## TASK
"When using just" appears in one line; retype that line and all lines following it through the end of the records, with nothing left out or added.

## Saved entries
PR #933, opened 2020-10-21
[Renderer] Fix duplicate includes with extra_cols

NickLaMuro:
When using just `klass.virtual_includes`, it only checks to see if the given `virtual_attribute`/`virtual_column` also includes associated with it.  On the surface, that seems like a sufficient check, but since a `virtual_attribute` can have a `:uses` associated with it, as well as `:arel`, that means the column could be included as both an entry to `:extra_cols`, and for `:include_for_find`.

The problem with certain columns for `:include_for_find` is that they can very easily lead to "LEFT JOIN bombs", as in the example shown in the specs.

## ANSWER SPACE
When using just `klass.virtual_includes`, it only checks to see if the given `virtual_attribute`/`virtual_column` also includes associated with it.  On the surface, that seems like a sufficient check, but since a `virtual_attribute` can have a `:uses` associated with it, as well as `:arel`, that means the column could be included as both an entry to `:extra_cols`, and for `:include_for_find`.

The problem with certain columns for `:include_for_find` is that they can very easily lead to "LEFT JOIN bombs", as in the example shown in the specs.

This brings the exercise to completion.